Sato has his own theory. “I think it was the vegetables,” he says, naming the bean sprouts or spinach.

He emphasizes that the dinner was a special event and sushi was not served that evening.

Morrison contacted people who became ill to understand their symptoms, when they began, what they ate and whether they’d had other contacts that could have made them sick, for example, with an unwell animal.

“The owner sent an online survey to customers,” she says, noting he was “very cooperative.”

She also collected food samples from the restaurant and requested stool samples from the stricken.

Such foodborne illness outbreaks are relatively rare in the area. The Thomas Jefferson Health District had one last year and two in 2014 that were caused by norovirus and salmonella, says Morrison.

Eric Myers is the environmental health supervisor with the department of health, and he, too, investigates outbreaks within 24 hours to make sure best practices are followed in the kitchen of a restaurant, school or anywhere else food is being served to the public.

He says risk factors include personal hygiene of food preparers, improper holding of hot and cold foods or not cooking at proper temperatures. He also checks employees’ health to make sure no one has been ill in the past week and that contaminated equipment has been properly sanitized.

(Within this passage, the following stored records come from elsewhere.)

PR #1821, opened 2021-11-22
Issue 1781 utilization

### LINKED ISSUE #1781: Scaling of interfacial currents with particle shape
### Discussed in https://github.com/pybamm-team/PyBaMM/discussions/1769

<sup>Originally posted by **dion-w** October 31, 2021</sup>
hello everyone,
i have a question concerning the submodel "particle shape" : "user". I know that with this parameter you can reduce the amount of surface of your active material. For example if the particle shape is non-spherical or if some parts are blocked by the conductive binder fraction.

What i wonder: I tried some simulations with the user-supplied particle shape. Normally when you supply a very low current to your cell you get almost the theorethical capacity out of your cell, but this is not the case here. For a setup with an electrode capacity of 6mAh/cm² (positive electrode thickness ~100 µm) i almost loose 2 mAh/cm² at C/10 when using a user-supplied particle shape instead of the standard 3 e_s / R.

I think this is due to incorrectly scaling the molar flux in the microscale. Normally (and for this i refer to the [supporting_information.pdf](https://github.com/pybamm-team/PyBaMM/files/7448901/am8b08993_si_001.pdf) of [this paper](https://pubs.acs.org/doi/abs/10.1021/acsami.7b17771)) when you use a user-supplied surface area  you only set the surface area of the macroscale to this specific value. To ensure **charge conservation** the molar flux in the boundary needs to be scaled withe the factor of user-supplied-particle shape divided by 3*eps_s/R (see **equation S22 in the attached supporting information**).

Nonetheless i don't know how to fix this in the code. I only have an idea so far which i will show for the positive electrode (same for negative electrode):

- _pybamm/parameters/lithium_ion_parameters.py_: In method _set_scales() starting at Line 532, introduce not only a_p_typ and but also a blockage quotient (maybe called "a_block") being calculated  with  . 

- _pybamm/models/submodels/interface/kinetics/butler_volmer.py_:  could be used here in line 35 as an additional prefactor. Maybe it can used the same in other _get_kinetics methods of the interface subomdell, i don't know.

There may be a better name than  since if  is 1, no current is blocked but i didn't come up with a better name so far.

So what do you think about it?

</div>

tinosulzer:
# Description

- Remove the "user" option for particle shape. Particle shape is now determined by geometry
- Add "utilisation" submodels

Fixes #1781 

## Type of change

# Key checklist:

## Further checks:


tests/integration/test_models/test_full_battery_models/test_lithium_ion/base_lithium_ion_tests.py
```diff
@@ -93,6 +93,38 @@ def test_particle_quartic(self):
         options = {"particle": "quartic profile"}
         self.run_basic_processing_test(options)
 
+    def test_constant_utilisation(self):
+        options = {"interface utilisation": "constant"}
+        parameter_values = pybamm.ParameterValues(
+            chemistry=pybamm.parameter_sets.Marquis2019
```
brosaplanella, line 99: Hasn't the keyword argument been deprecated?

brosaplanella (approved):
Looks good, just some small comments.

PR #1837, opened 2021-11-30
fixed downloading of wheels

brosaplanella:
# Description

This should make the workflow to publish the wheels work as before (see details [here](https://github.com/actions/download-artifact/tree/v2#compatibility-between-v1-and-v2)).

### DIFF
--- a/.github/workflows/build_wheels.yml
+++ b/.github/workflows/build_wheels.yml
@@ -79,6 +79,7 @@ jobs:
         uses: actions/download-artifact@v2
         with:
           name: wheels
+          path: wheels
 
       - name: Publish wheels on PyPI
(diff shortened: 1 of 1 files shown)


brosaplanella:
Link to test run: https://github.com/pybamm-team/PyBaMM/actions/runs/1522183651

tinosulzer (approved):
Thanks! Why does something break every time :(

brosaplanella:
> Thanks! Why does something break every time :(

That's the fun of open-source!

Alt Text

brosaplanella:
The fix worked. The test just failed as I don't have a PyPI account to publish the wheels, so I am merging it.

PR #1843, opened 2021-12-03
Averages classes

tinosulzer:
# Description

Make classes for averages (`XAverage`, `YZAverage`, ...) so that they can be recognized more easily that trying to find a division of integrals

## Type of change

# Key checklist:

## Further checks:


pybamm/expression_tree/averages.py
```diff
@@ -0,0 +1,366 @@
...
+        self.f_a_dist = f_a_dist
+
+    def _unary_new_copy(self, child):
+        """See :meth:`UnaryOperator._unary_new_copy()`."""
+        return size_average(child, f_a_dist=self.f_a_dist)
+
+
+def x_average(symbol):
+    """
+    convenience function for creating an average in the x-direction.
```
brosaplanella, line 95:
```suggestion
    Convenience function for creating an average in the x-direction.
```

Not sure if what I am suggesting goes against the standard format. If not, note that the change also applies to all the other functions below.

pybamm/expression_tree/averages.py
```diff
@@ -0,0 +1,366 @@
...
+            )
+        ):
+            aux = {"secondary": symbol.auxiliary_domains["secondary"]}
+            if "quaternary" in symbol.auxiliary_domains:
+                aux["tertiary"] = symbol.auxiliary_domains["quaternary"]
+            return pybamm.FullBroadcast(symbol.orphans[0], symbol.broadcast_domain, aux)
+        else:  # pragma: no cover
+            # It should be impossible to get here
+            raise NotImplementedError
+    # If symbol is a concatenation of Broadcasts, its average value is its child
```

And with the popularity of pop-up dining and food trucks, Myers says, “Anytime food is served to the public, it’s required a permit be posted.”

Myers says, “The owner has been very cooperative. We feel good about the control measures put in place.”

Sato canceled a second ramen pop-up on February 17, and a week after the outbreak, he still sounds shaken. He doesn’t see any more ramen nights in Now & Zen’s future. “Mentally,” he says, “I don’t think I can take it.”